Modi to visit China for the first time in 7 years amid US tariff tensions
Indian Prime Minister Narendra Modi is set to visit China for the first time in more than seven years, according to a government source, marking a step toward improving diplomatic relations with Beijing amid growing tensions with the United States.
Modi’s visit comes as India faces its most significant strain in ties with the US in years. The crisis follows President Donald Trump’s decision to impose the highest tariffs among Asian nations on Indian imports, along with an executive order that places an additional 25 percent tariff on India in response to its continued imports of Russian oil.
Modi will travel to the Chinese city of Tianjin to attend a summit of the Shanghai Cooperation Organisation (SCO), a regional political and security bloc that includes Russia. This will be his first visit to China since June 2018.
India-China relations soured significantly after a deadly military confrontation along their contested Himalayan border in 2020. However, Modi and Chinese President Xi Jinping held discussions on the sidelines of a BRICS summit in Russia in October, which marked the beginning of a diplomatic thaw. The two major Asian powers are gradually easing tensions that had disrupted business and travel links.

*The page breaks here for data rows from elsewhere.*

PR #15942, opened 2023-10-17
[Unity] Handle duplicate outputs in LazyTransformParams

Lunderberg:
A parameter transformation may output the same tensor more than once. When this occurs, the `set_item` function should be called for each output tensor.


Lunderberg:
Rebased onto main to resolve conflicts with #15855

masahi (approved):

PR #15951, opened 2023-10-19
[Unity][BYOC] Add support for sliding window in attention op

masahi:
This is necessary for Mistral support. A new attribute `window_size` has been added to `nn.attention(...)` op, and such sliding-window attention runs efficiently via flash attention. I updated our flash attention submodule to pick up the support for sliding window in https://github.com/tlc-pack/libflash_attn/pull/4.

@sunggg @yelite @cyx-6 @vinx13


sunggg (approved):
LGTM. Thank you!

vinx13 (approved):

PR #15954, opened 2023-10-19
[Unity] Split DecomposeOpsForTraining into two steps

Lunderberg:
Prior to this commit, the `DecomposeOpsForTraining` transform directly replaced `relax.nn.batch_norm` into more primitive relax operations. This required the decomposed form of `relax.nn.batch_norm` to be duplicated with `DecomposeOpsForInference`.  This commit refactors the pass to occur in two steps, first to apply training-specific mutations, and then to decompose.

Having a clear `DecomposeOps` pass also has a clear single location for operator decomposition, which may be migrated into the operator definition in the future, similar to `FLegalize`.

### DIFF
--- a/src/ir/transform.cc
+++ b/src/ir/transform.cc
@@ -531,6 +531,23 @@ Pass CreateModulePass(const runtime::TypedPackedFunc<IRModule(IRModule, PassCont
   return ModulePass(pass_func, pass_info);
 }
 
+Pass ApplyPassToFunction(Pass pass, String func_name, bool error_if_function_missing) {
+  auto pass_name =
+      static_cast<const std::stringstream&>(std::stringstream() << "ApplyPassTo" << func_name)
+          .str();
+
+  auto pass_func = [pass, func_name](IRModule mod, PassContext) -> IRModule {
+    auto gvar = mod->GetGlobalVar(func_name);
+    auto func = mod->Lookup(gvar);
+    auto mutated = pass(IRModule({{gvar, func}}));
+
+    mod.CopyOnWrite()->Update(mutated);
+    return mod;
+  };
+
+  return CreateModulePass(pass_func, 0, pass_name, {});
+}
+
 TVM_REGISTER_NODE_TYPE(PassInfoNode);
 
 TVM_REGISTER_GLOBAL("transform.PassInfo")
--- a/src/ir/transform.cc
+++ b/src/ir/transform.cc
@@ -31,6 +31,7 @@
 
 #include <chrono>
 #include <iomanip>
+#include <regex>
 #include <stack>
 #include <unordered_set>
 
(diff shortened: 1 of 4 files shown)


Lunderberg:
@sunggg This is what I was referring to by a different decomposition being applied for training and for inference in https://github.com/apache/tvm/pull/15842.  This PR extracts that difference out into a separate pass, such that both training and inference can then share the same underlying definition of `batch_norm`.

Lunderberg:
Rebased onto `unity` to re-run CI, as it has been long enough that discrepancies could have arisen since the previous run.

src/ir/transform.cc
```diff
@@ -531,6 +531,23 @@ Pass CreateModulePass(const runtime::TypedPackedFunc<IRModule(IRModule, PassCont
   return ModulePass(pass_func, pass_info);
 }
 
+Pass ApplyPassToFunction(Pass pass, String func_name, bool error_if_function_missing) {
```
sunggg, line 534: This function seems useful. Can we get the `List[String]` instead of single function name so that we can generalize a little further?

sunggg (commented):
Sorry, for the late review, Eric! Overall, LGTM. One question.

Lunderberg:
> Sorry, for the late review

No problem, as I've been slow on responding as well.

src/ir/transform.cc
Lunderberg: I think that would work, but only in the case where `error_if_function_missing = false`.  If there's a `List[String]`, then it wouldn't be clear to a reader whether an error is raised when all of the listed functions are absent, or when any of the listed functions are absent.

I've been picturing this utility as being useful for hand-crafted optimization pipelines, where some optimizations should only be applied to specific functions.  In those cases, raising an error when an expected function is missing would allow for earlier detection of an invalid optimization pipeline.

Lunderberg: As a third option, what if the `func_name` parameter is replaced with a `func_name_regex` parameter?  That way, it could handle the cases of a single function and of a list of functions, and could clearly state when an error occurs by renaming the parameter to `error_if_no_function_matches_regex`.

Lunderberg: And the more I think on it, the more I like the regex option.  Implemented, and going through CI now.

csullivan (approved):
This LGTM, thanks @Lunderberg. @sunggg please let @Lunderberg know if you have any follow ups or if we can merge. Thanks!

sunggg (approved):
Regex sounds cool! Thanks @Lunderberg for the update and thanks @csullivan for the reminder!

tqchen:
Quick note. this PR depends on std::regex and we know that there can be a symbol issue with pytorch, see https://github.com/apache/tvm/pull/16249 we may need to revert the usage or change to prefix matching for now so we can unblock unity main transition.

For future usage of regex, let us consider simple pattern and prefix for now.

At the same time, India’s National Security Adviser Ajit Doval is currently in Russia on a planned visit, where he is expected to address issues related to India’s purchases of Russian oil amid US pressure to stop those transactions, according to another government source who requested anonymity.
Doval is also likely to discuss ongoing defence cooperation with Moscow, including efforts to expedite pending exports of Russia’s S-400 air defence systems to India, as well as a potential visit to India by President Vladimir Putin. His visit will be followed in the coming weeks by a trip from Foreign Minister Subrahmanyam Jaishankar.

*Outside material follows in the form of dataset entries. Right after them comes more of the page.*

PR #15957, opened 2023-10-20
[Disco] Add loader for presharded params.

Lunderberg:
Prior to this commit, sharding of model weights was always performed when initializing the model.  This could cause slow initialization, especially for larger numbers of GPUs, as all model weights are initially transferred to GPU-0, before being scattered to all workers.

This commit updates the `tvm::runtime::ShardLoaderObj` to also allow loading of pre-sharded model weights.  With pre-sharded model weights, the tensors are sharded while the model is being built, and each worker independently loads the specific model weights that it requires.

### DIFF
--- a/src/runtime/disco/loader.cc
+++ b/src/runtime/disco/loader.cc
@@ -19,6 +19,7 @@
 #include <tvm/runtime/data_type.h>
 #include <tvm/runtime/packed_func.h>
 #include <tvm/runtime/registry.h>
+#include <unistd.h>
 
 #include <functional>
 #include <numeric>
@@ -47,10 +48,20 @@ class ShardLoaderObj : public Object {
                           std::string shard_info, Module mod);
   /*! \brief Load the i-th parameter */
   NDArray Load(int weight_index) const;
+
   /*! \brief Load all the parameters */
   Array<NDArray> LoadAll() const;
 
   NDArray ApplyShardFunc(const ShardInfo::ShardFunc& shard_func, const NDArray& param) const;
+
+  /*! \brief Load all the pre-sharded parameters */
+  Array<NDArray> LoadAllPresharded() const;
+
+  /*! \brief Load the i-th parameter from presharded binaries */
+  NDArray LoadPresharded(int weight_index) const;
+
+  /*! \brief Slice the given tensor at a specific dimension */
+  NDArray Shard(NDArray source, int dim, int num_slices) const;
 
   static constexpr const char* _type_key = "runtime.disco.ShardLoader";
   TVM_DECLARE_FINAL_OBJECT_INFO(ShardLoaderObj, Object);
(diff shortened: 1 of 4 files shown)


Lunderberg:
This PR is based on and supersedes https://github.com/apache/tvm/pull/15676.

Lunderberg:
Rebased onto main to re-run CI, as 2-week-old CI results are a bit stale for my preferences.

@junrushao Could I get a review on this PR?

masahi (approved):
I confirmed that it works. @junrushao Any concerns not to merge this?

src/runtime/disco/loader.cc
```diff
@@ -19,6 +19,7 @@
 #include <tvm/runtime/data_type.h>
 #include <tvm/runtime/packed_func.h>
 #include <tvm/runtime/registry.h>
+#include <unistd.h>
```
junrushao, line 22: Is it added by accident? Let’s try not to depend on Unix headers

src/runtime/disco/nccl/nccl.cc
```diff
@@ -162,7 +162,7 @@ struct CCLThreadLocalContext {
 
 void InitCCL(Session sess, IntTuple device_ids) {
   DRef func = sess->GetGlobalFunc("runtime.disco." TVM_DISCO_CCL_NAME ".init_ccl_per_worker");
-  LOG(INFO) << "Initializing " TVM_DISCO_CCL_NAME " with devices: " << device_ids;
+  // LOG(INFO) << "Initializing " TVM_DISCO_CCL_NAME " with devices: " << device_ids;
```
junrushao, line 165: Let’s recover this line

junrushao: Oh i got what you mean. Do you want to remove verbose logging message?

src/runtime/disco/loader.cc
Lunderberg: Thank you, and removed.  It was included while debugging, in order to show `getpid()` in debug print statements.

src/runtime/disco/nccl/nccl.cc
Lunderberg: Yup, that was my intent, as correct behavior should generally be silent.  That said, this is useful for debugging, so I've replaced it with `DLOG(INFO)`.

src/runtime/disco/worker.cc
```diff
@@ -62,8 +62,9 @@ void DiscoWorker::SetRegister(int reg_id, TVMArgValue value) {
 struct DiscoWorker::Impl {
   static void MainLoop(DiscoWorker* self) {
     ThreadLocalDiscoWorker::Get()->worker = self;
-    LOG(INFO) << "[Worker #" << self->worker_id << "] " << support::GetProcessIdAndThreadIdHeader()
-              << " started";
+    // LOG(INFO) << "[Worker #" << self->worker_id << "] " <<
```
junrushao, line 65: Let's remove the commented lines

Lunderberg: Thank you for the catch, and removed.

Officials from both India and the US said that a combination of political miscalculations, missed signals, and growing resentment derailed trade negotiations between the world’s first and fifth-largest economies, whose bilateral trade exceeds $190 billion.

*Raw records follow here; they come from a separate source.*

Issue #10141, opened 2022-02-02
[Tracking Issue] Write schedules for RISC-V targets


areusch:
We added initial support for RISC-V in microTVM by proving that we can run regression tests against the Zephyr RISC-V target (backed by QEMU). However, we have not yet added support for any V- or P- extension SIMD instructions to provide more interesting performance numbers out of the box. This issue tracks adding those schedules, which involves:
- [ ] selecting a simulator which can correctly execute those instructions
- [ ] adding the schedules
- [ ] adding tests to verify functional correctness

PhilippvK:
I've recently worked with RISC-V vector instructions using these simulators:

- **Spike (`riscv-isa-sim`)** - https://github.com/riscv-software-src/riscv-isa-sim
  - Supports V-Ext. (v2.0) and P-Ext. (v0.9.2)
  - No pre-build binaries available - Need to compile simulator (`spike`) and proxy kernel (`pk`) from source
  - Debugging support with GDB very limited
- **riscvOVPSimPlus** - https://www.ovpworld.org/library/wikka.php?wakka=riscvOVPsimPlus
  - Version with V-Ext. support: Sign-up required for download, internet connection for usage
  - However, perfomance and usability is great (Much faster than Spike)

Both of them are only ISS, e.g. not cycle accurate, but that should not be an issue.

---

Another thing I would like to point out is that the vectorization support in the RISC-V GCC toolchain seems to be (References: [1](https://github.com/riscv-collab/riscv-gnu-toolchain/issues/975) [2](https://github.com/riscv-collab/riscv-gnu-toolchain/issues/990) [3](https://github.com/riscv-collab/riscv-gnu-toolchain/issues/968)). Thus, one should switch to using LLVM/Clang instead (LLVM also supports all RVV intrinsics).

PR #15964, opened 2023-10-21
[LLVM][RUNTIME] Add optional LLVM ORCJIT runtime executor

According to four separate sources citing an internal government analysis, India fears that Trump’s actions could undermine its competitiveness in roughly $64 billion worth of exports to the US, which represent 80 percent of its total shipments to the American market. Nonetheless, with exports forming only a modest portion of India’s $4 trillion economy, the overall impact on economic growth is expected to be limited.